Copy every line of the entries that has the string "leading" in it.
Segment Start: EXCERPTED RECORDS
PR #743, opened 2020-04-27
Lint tests

notlee:


test/unit/fixtures/verify/src/scss/class-name-format/valid.scss
```diff
@@ -0,0 +1,13 @@
...
+  content: '';
+}
+
+.snake_case {
+  content: '';
+}
+
+// we allow leading with an underscore,
+// but maybe shouldn't for css class names
+._with-leading-underscore {
```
Segment End: EXCERPTED RECORDS
• _ANSWER AREA_
+// we allow leading with an underscore,
+._with-leading-underscore {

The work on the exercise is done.